> _What you will do_: Search the entries for the word "still" and report each line that has it.

------

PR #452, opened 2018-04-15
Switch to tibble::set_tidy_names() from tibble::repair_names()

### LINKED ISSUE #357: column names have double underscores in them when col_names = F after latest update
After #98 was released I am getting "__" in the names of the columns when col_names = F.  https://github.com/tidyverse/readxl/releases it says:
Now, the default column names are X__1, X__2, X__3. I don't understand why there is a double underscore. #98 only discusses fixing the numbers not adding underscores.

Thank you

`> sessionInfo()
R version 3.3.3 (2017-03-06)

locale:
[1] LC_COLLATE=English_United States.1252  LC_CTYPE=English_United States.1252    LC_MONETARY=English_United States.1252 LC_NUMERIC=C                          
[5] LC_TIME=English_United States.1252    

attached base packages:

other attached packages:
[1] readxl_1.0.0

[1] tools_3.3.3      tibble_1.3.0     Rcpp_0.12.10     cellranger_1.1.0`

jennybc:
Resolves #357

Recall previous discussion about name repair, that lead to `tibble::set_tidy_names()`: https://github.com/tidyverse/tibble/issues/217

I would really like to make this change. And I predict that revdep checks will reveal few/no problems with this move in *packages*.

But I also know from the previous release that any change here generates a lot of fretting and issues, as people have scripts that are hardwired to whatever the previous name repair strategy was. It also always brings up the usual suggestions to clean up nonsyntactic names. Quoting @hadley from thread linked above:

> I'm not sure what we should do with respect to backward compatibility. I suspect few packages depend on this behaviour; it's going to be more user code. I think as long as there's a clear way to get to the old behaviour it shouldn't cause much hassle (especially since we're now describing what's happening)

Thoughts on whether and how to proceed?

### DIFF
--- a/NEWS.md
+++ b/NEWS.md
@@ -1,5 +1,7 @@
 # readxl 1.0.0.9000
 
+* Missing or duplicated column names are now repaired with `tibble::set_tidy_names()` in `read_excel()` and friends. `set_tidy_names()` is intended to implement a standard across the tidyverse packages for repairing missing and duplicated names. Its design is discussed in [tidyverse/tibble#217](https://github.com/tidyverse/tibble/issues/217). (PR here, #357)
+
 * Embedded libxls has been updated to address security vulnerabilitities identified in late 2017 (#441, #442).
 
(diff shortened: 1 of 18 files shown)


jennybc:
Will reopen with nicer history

------

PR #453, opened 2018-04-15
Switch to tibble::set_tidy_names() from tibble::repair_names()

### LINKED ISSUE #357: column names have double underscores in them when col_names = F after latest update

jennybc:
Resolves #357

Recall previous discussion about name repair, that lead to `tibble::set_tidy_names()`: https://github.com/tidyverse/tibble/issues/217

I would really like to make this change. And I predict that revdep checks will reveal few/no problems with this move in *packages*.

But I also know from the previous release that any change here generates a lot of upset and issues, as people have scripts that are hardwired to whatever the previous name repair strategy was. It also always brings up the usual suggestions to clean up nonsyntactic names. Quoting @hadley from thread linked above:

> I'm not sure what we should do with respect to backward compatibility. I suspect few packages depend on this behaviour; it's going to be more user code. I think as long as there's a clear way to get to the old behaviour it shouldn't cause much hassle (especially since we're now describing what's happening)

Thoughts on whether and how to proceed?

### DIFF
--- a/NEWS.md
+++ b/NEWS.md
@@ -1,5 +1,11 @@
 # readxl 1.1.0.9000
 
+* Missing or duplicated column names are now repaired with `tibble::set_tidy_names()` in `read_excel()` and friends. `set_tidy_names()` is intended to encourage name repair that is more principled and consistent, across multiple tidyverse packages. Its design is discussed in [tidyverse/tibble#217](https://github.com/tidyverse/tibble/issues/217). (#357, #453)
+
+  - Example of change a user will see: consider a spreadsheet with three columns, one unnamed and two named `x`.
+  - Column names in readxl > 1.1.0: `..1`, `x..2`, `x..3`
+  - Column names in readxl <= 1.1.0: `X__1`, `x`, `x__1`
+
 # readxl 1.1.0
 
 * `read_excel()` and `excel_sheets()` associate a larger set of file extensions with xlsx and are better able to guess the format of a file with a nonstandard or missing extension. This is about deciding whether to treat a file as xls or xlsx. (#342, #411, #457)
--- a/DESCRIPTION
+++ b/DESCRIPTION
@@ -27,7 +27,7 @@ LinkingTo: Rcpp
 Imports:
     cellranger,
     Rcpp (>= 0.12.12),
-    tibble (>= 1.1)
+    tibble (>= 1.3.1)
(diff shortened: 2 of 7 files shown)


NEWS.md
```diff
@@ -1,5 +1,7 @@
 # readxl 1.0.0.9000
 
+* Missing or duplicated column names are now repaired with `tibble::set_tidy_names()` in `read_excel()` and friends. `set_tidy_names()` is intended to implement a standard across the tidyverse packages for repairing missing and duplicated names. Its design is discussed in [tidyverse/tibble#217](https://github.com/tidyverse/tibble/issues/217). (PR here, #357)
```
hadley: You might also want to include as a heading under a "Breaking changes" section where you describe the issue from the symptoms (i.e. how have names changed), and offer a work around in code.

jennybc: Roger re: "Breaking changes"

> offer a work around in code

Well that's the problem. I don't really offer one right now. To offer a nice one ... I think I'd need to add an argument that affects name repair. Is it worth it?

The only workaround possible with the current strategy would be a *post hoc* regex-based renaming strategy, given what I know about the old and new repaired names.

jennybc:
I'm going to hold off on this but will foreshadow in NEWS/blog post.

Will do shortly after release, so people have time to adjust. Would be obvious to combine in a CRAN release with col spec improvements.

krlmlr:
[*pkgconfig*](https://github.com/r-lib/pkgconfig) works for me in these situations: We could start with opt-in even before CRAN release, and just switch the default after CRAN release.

------

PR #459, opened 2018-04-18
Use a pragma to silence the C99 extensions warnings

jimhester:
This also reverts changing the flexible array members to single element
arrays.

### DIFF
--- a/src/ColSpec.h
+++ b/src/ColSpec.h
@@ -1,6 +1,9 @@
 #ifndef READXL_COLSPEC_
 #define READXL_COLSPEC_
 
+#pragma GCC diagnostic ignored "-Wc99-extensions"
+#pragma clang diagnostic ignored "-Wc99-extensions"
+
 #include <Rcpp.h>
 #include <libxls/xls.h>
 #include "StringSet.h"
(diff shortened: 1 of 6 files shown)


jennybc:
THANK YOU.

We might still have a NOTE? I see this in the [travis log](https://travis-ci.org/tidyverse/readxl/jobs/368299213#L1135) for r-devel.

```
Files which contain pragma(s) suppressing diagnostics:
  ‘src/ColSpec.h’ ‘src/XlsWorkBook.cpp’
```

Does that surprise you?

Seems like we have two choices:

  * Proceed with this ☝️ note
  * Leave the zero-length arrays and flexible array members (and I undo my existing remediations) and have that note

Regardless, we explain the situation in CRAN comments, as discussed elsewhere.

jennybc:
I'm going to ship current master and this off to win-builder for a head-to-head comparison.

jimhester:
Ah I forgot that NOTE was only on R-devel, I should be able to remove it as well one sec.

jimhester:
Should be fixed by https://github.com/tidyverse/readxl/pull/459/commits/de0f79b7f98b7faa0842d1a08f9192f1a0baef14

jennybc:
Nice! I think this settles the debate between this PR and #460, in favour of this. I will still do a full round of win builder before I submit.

------

> _Written response_:
We might still have a NOTE? I see this in the [travis log](https://travis-ci.org/tidyverse/readxl/jobs/368299213#L1135) for r-devel.
Nice! I think this settles the debate between this PR and #460, in favour of this. I will still do a full round of win builder before I submit.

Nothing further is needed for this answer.